* **AIM OF THE TASK**
Go to the line in the entries below that holds "PR #4552, opened 2021-06-20" and repeat exactly from there through the line that holds "So as a first", inclusive.
────────────────────
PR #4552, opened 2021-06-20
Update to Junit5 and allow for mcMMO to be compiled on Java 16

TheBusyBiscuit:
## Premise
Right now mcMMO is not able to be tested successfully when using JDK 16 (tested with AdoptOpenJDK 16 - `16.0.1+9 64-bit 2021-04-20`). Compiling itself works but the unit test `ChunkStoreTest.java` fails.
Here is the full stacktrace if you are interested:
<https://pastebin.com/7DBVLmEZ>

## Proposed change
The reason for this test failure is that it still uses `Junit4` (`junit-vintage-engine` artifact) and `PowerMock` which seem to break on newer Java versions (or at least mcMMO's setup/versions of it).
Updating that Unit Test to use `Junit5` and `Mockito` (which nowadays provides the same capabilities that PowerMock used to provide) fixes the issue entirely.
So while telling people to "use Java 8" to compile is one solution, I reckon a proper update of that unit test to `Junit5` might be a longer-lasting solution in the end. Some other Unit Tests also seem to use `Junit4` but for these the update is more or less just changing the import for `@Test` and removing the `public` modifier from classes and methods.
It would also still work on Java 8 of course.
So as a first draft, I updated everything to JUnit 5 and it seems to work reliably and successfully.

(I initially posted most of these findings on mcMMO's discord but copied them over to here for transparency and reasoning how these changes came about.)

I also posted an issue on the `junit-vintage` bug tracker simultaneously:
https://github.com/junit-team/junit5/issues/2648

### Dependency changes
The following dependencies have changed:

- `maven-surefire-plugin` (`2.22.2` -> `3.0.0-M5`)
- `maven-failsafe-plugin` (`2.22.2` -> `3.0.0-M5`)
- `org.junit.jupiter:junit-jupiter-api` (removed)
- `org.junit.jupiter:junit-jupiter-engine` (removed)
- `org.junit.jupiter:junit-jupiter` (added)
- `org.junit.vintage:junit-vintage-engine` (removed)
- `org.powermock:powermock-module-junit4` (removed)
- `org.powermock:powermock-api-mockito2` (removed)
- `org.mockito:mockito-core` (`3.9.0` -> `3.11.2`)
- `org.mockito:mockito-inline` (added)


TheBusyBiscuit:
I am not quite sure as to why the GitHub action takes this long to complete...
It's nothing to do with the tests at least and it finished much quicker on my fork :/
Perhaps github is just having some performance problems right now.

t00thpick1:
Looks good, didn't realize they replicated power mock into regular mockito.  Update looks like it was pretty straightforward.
────────────────────
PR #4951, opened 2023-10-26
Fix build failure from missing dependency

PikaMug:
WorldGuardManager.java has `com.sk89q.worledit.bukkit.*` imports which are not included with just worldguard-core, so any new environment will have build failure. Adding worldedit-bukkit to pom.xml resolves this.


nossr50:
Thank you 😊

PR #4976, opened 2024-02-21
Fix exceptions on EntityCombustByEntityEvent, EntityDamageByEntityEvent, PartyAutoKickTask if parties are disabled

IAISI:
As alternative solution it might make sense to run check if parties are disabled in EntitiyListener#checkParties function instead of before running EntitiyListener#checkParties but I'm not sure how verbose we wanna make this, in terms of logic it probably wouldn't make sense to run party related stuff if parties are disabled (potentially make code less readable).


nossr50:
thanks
────────────────────
* **TASK SOLUTION**
PR #4552, opened 2021-06-20
Update to Junit5 and allow for mcMMO to be compiled on Java 16

TheBusyBiscuit:
## Premise
Right now mcMMO is not able to be tested successfully when using JDK 16 (tested with AdoptOpenJDK 16 - `16.0.1+9 64-bit 2021-04-20`). Compiling itself works but the unit test `ChunkStoreTest.java` fails.
Here is the full stacktrace if you are interested:
<https://pastebin.com/7DBVLmEZ>

## Proposed change
The reason for this test failure is that it still uses `Junit4` (`junit-vintage-engine` artifact) and `PowerMock` which seem to break on newer Java versions (or at least mcMMO's setup/versions of it).
Updating that Unit Test to use `Junit5` and `Mockito` (which nowadays provides the same capabilities that PowerMock used to provide) fixes the issue entirely.
So while telling people to "use Java 8" to compile is one solution, I reckon a proper update of that unit test to `Junit5` might be a longer-lasting solution in the end. Some other Unit Tests also seem to use `Junit4` but for these the update is more or less just changing the import for `@Test` and removing the `public` modifier from classes and methods.
It would also still work on Java 8 of course.
So as a first draft, I updated everything to JUnit 5 and it seems to work reliably and successfully.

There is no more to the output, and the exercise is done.